Where choices happen
Different decisions are made in different areas of the brain’s frontal lobes
Making tough choices won’t get any easier, but scientists have discovered that different types of decisions are made in different areas of the brain’s frontal lobes. Abstract decisions are made toward the front of the lobes and concrete decisions are made toward the back, researchers report in a study published online March 1 in Nature Neuroscience. The find could help scientists understand the organization of the frontal lobes and processes like learning and reasoning, the researchers say.

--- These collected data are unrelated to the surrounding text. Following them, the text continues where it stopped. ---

PR #588, opened 2020-04-28
Fast-track raid resolution when only raid orders can be removed

### LINKED ISSUE #551: Fast track raids when only other raid commands can be removed

norielbit:
Closes #551


Longwelwind:
I close this, as I explained the problems in more detail in the issue.

PR #590, opened 2020-04-28
Show available orders when Raven token holder decides between "Replace Order" or "See Top Wildlings Card"

### LINKED ISSUE #440: Show possible orders for replacing with Raven when deciding between Order replacement or See top Wildlings card
On the board game I know which orders I have left and what could be replaced before doing this decision. Here it is a bit harder to follow what I could change.

gereon77:
Closes #440 

When I would do it from the scratch I probably would solve it by merging the three Raven states (UseRaven, ReplaceOrder, SeeTopWildlingsCard) into one but this way it stays reviewable with the fewest possible changes.

**Take care!** As this PR removes `ChooseRavenActionGameState` I don't know when it will be the best time to merge it. I am not sure if my migration of games which are currently in `ChooseRavenActionGameState` and set it to `ReplaceOrderGameState` will do the job.

UI Preview:

image


gereon77:
@Longwelwind I also plan to release this the upcoming week. I will collect an overview how this is solved and where I see problems for migration. Before releasing it would like to clarify this migration questions.

agot-bg-game-server/src/server/serializedGameMigrations.ts
```diff
@@ -237,6 +237,27 @@ const serializedGameMigrations: {version: string; migrate: (serializeGamed: any)
...
             }
 
+            return serializedGame;
+        }
+    },
+    {
+        version: "7",
+        migrate: (serializedGame: any) => {
+            // Migration for #590
+            if (serializedGame.childGameState.type == "ingame") {
```
gereon77, line 247: Can you review this specific migration? It should migrate games which are in `ChooseRavenActionGameState` to `ReplaceOrderGameState`.

Longwelwind: Ok for me!

Issue #208, opened 2020-02-09
Visualize Westeros card discard pile card count


gereon77:
To avoid scrolling the whole game log for probabilities.

The game right now doesn‘t implement a discard pile but puts the drawn card back to deck at the end. But there is a Westeros discard pile:

![958E8A02-E51B-46F8-B03E-C90900489CDB](https://user-images.githubusercontent.com/22304202/74097423-1a3b3500-4b0c-11ea-8efa-00f264ec23d4.jpeg)

Longwelwind:
There is a discard pile in the game, but it's actually not necessary to implement in the game since no gameplay mechanics require you to manipulate a discard pile, except to reshuffle it into the deck.

So I classify this a QoL issue, since it would just allow players to quickly see what are the possible next Westeros cards.

gereon77:
@Longwelwind Indeed. Nevertheless an online adaptation of a board game should try to give the same look and feel as doing a real world game. And as this is a strategy game the randomness of Westeros and it’s possibilities are important. Depending on that you might adapt your decisions. So I would at least give it medium priority.

The next question is if the discard pile is an open information or do you just see the amount of discarded cards and you have to remember the happened events? In that case it need to be discussed if revealed Westeros cards should be removed from game log at all and only be visible during a game round.

Longwelwind:
The philosophy of AGoT:BG, imo, is that any information that could be gained by writing down notes is never hidden. I don't mind offering this information to the players, personnaly, I wouldn't need a clarification from FFG to allow it to be offered in S&R.

At the moment, I'd rather focus on other things that QoL features. Implementing this will also require adding something in the UI to represent Westeros card decks.

gereon77:
„Yes, the discard pile is always open information and can be looked at by any player.
 
 
Jason Walden
Senior Board Game Producer
Fantasy Flight Games
Jwalden@fantasyflightgames.com“

PR #592, opened 2020-04-29
Print remaining Westeros cards to console

gereon77:
Relates to #208 

This PR doesn't solve the issue at all but it at least gives a possibility to see the remaining westeros cards. Right now there is no synch when the server marks a Westeros card as discarded so the log is only print once atm when the game is deserialized. User would need to reload the game to see the current status in a live game. A further PR could create the synch and show the infos as a tool tip.

Console preview:

image


gereon77:
Covered by #594

PR #598, opened 2020-05-01
Fix sending empty chat messages, fixes #538

### LINKED ISSUE #538: Empty messages can be sent (with just a space, for example)

phi1-h:
Simply add a second condition, that the text must not be only white characters. 
Also do we need to sanitize this input?


phi1-h:
fixes #538

Longwelwind:
Just a mention of the issue in the description of the PR is enough, there's no need to put it elsewhere 🙂 

Otherwise, it's good for the moment!

Issue #398, opened 2020-03-23
Apply fixed width to houses and tracks column to avoid weird view on mobile devices


gereon77:
![image](https://user-images.githubusercontent.com/22304202/77287342-9dd46e00-6cd5-11ea-9d4b-460ab195bce5.png)

phi1-h:
I propose a fixed width of 440px and also enlarging the supply numbers, so that columns without any houses next to them don't look out of place, what do you think about that?
![Screenshot Swords and Ravens](https://user-images.githubusercontent.com/20443302/80802689-541e5380-8bb0-11ea-9f66-acfc83570ee5.png)

Longwelwind:
I changed the `max-width` of the container to `1920px` in some PR.

Regarding the supply boxes. I could see how the supply columns are confusing. Increasing the sizes of the box could be good, but the size of the numbers are a bit out of place. Maybe having a box around the house icons?

phi1-h:
Is that what you had in mind? 
![box around houses](https://user-images.githubusercontent.com/20443302/80815112-56db7180-8bcd-11ea-85f0-d20b1cc05579.png)

this one i like the most:
![Screenshot_2020-05-01 Play - Swords and Ravens(3)](https://user-images.githubusercontent.com/20443302/80815173-6ce93200-8bcd-11ea-818d-cbb034751136.png)

gereon77:
My vote for the 2nd one 👌🏻

Dode123:
Agreed, second one looks good.

Longwelwind:
I've just tried it locally, and it renders weirdly. The colors is not the same than other separators (the screenshot doesn't have the surrounding panels).

Is it really needed? I mean, is the separation between the different supply columns really an issue? I feel like it unecessarily add noise to an already cramped UI.

phi1-h:
I feel without any separation at least the columns without any house icons look weird and out of place. At some point one would get used to it I guess.

PR #600, opened 2020-05-01
Add right border to supply columns

phi1-h:
add inline style for right border, proposition for #398


Longwelwind:
I'll close this for the moment, as it's stalled.

If you can make a PR with the same change but with the border having the same color than the card borders, I'll merge it. 🙂

PR #443, opened 2023-12-27
Query optimisation

nevil-mathew:


src/services/entity-type.js
```diff
@@ -89,7 +89,15 @@ module.exports = class EntityHelper {
 		try {
```
joffinjoy, line 89: Modify the variable name to orgId

src/services/questionsSet.js
```diff
@@ -107,11 +107,14 @@ module.exports = class questionsSetHelper {
 	 * @returns {JSON} - Read question set.
 	 */
 
-	static async read(questionsSetId) {
+	static async read(questionsSetId, questionSetCode) {
 		try {
-			const filter = {
+			let filter = {
 				id: questionsSetId,
 			}
```
joffinjoy, line 114: const is fine

src/database/queries/entityType.js
```diff
@@ -99,11 +95,12 @@ module.exports = class UserEntityData {
 		}
 	} */
 
-	static async updateOneEntityType(id, update, options = {}) {
+	static async updateOneEntityType(id, organizationId, update, options = {}) {
```
joffinjoy, line 98: make this orgId

PR #446, opened 2023-12-29
[Task#2448] Changes required to enable mentor listing cards

nevil-mathew:


src/services/sessions.js
```diff
@@ -82,6 +84,17 @@ module.exports = class SessionsHelper {
 				})
 			}
 
+			if (!bodyData.mentor_id) {
```
aks30, line 87: @nevil-mathew we should validate if the mentor ids are valid and as per policy, also type and mentor_id are exclusive, meaning type can be pvt/public. mentor_id if given in req body we should take that else use the logged in user's id.

src/services/sessions.js
```diff
@@ -234,7 +249,13 @@ module.exports = class SessionsHelper {
 					responseCode: 'CLIENT_ERROR',
 				})
 			}
-
+			if (!sessionDetail.created_by !== userId) {
+				return common.failureResponse({
+					message: 'CANNOT_EDIT_DELETE_SESSION_CREATED_BY_MANAGER',
```
aks30, line 254: @nevil-mathew Let this be a generic message, cannot edit the session, manager or not we need not tell

src/locales/en.json
```diff
@@ -135,5 +135,7 @@
 	"MODULES_NOT_DELETED": "Module are not deleted",
 	"MODULES_DELETED_SUCCESSFULLY": "Module deleted successfully",
 	"MODULES_HAS_EMPTY_LIST": "Module are empty for searchlist",
-	"MODULES_FETCHED_SUCCESSFULLY": "Module fetched successfully"
+	"MODULES_FETCHED_SUCCESSFULLY": "Module fetched successfully",
+	"PRIVATE_TYPE_NOT_ALLOWED": "Sorry, the specified type is not accessible for this session. Please check the type permissions.",
+	"CANNOT_EDIT_DELETE_SESSION_CREATED_BY_MANAGER": "Sorry, you are not authorized to edit or delete sessions created by the session manager."
```
aks30, line 140: @nevil-mathew message can be - "Sorry, you are not authorized to edit or delete this session"

aks30 (changes requested):
Reviewed on 2 Jan

src/database/migrations/20231228184838-add-columns-to-sessions.js
```diff
@@ -0,0 +1,25 @@
...
+	up: async (queryInterface, Sequelize) => {
+		await queryInterface.addColumn('sessions', 'created_by', {
+			type: Sequelize.INTEGER,
+			allowNull: true,
+		})
+		await queryInterface.addColumn('sessions', 'updated_by', {
+			type: Sequelize.INTEGER,
+			allowNull: true,
+		})
+		await queryInterface.addColumn('sessions', 'type', {
```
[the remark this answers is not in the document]
nevil-mathew: We cannot set allowNull as false, it will cause issues if data exists.
```
Sequelize CLI [Node: 16.16.0, CLI: 6.6.1, ORM: 6.32.0]

Loaded configuration file "configs/postgres.js".
Using environment "development".
== 20231228184838-add-columns-to-sessions: migrating =======

ERROR: column "updated_by" of relation "sessions" contains null values
```
So I've split migration into a two step process.

PR #449, opened 2024-01-03
org filter list

priyanka-TL:


src/controllers/v1/profile.js
```diff
@@ -97,6 +97,27 @@ module.exports = class Mentees {
...
+
+	async filterList(req) {
+		try {
+			const filterList = await menteesService.getFilterList(
+				req.query.entity_types ? req.query.entity_types : '',
+				req.decodedToken
+			)
+			return filterList
+		} catch (error) {
+			return error
```
joffinjoy, line 117: Do not return the error here. Console.log it and throw again.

Abstract decisions involve choosing between different categories of options, like deciding whether to send an e-mail or call on the phone instead. Concrete decisions involve translating thoughts into action, like deciding to hit a key to send the e-mail.
The brain’s frontal lobes, which sit behind the forehead, “allow us to use what we know about the world to guide our decision making,” says neuroscientist and study coauthor David Badre of Brown University in Providence, R.I.
Previous work has shown that neurons fire in different areas of the frontal lobes as different types of decisions are made. That led researchers to think the frontal lobes could be organized into areas with different decision-making tasks. But the new research “provides the first direct evidence of this,” comments neuroscientist Jean-Claude Dreher of the Institute for Cognitive Sciences at the Centre National de la Recherche Scientifique in Bron, France.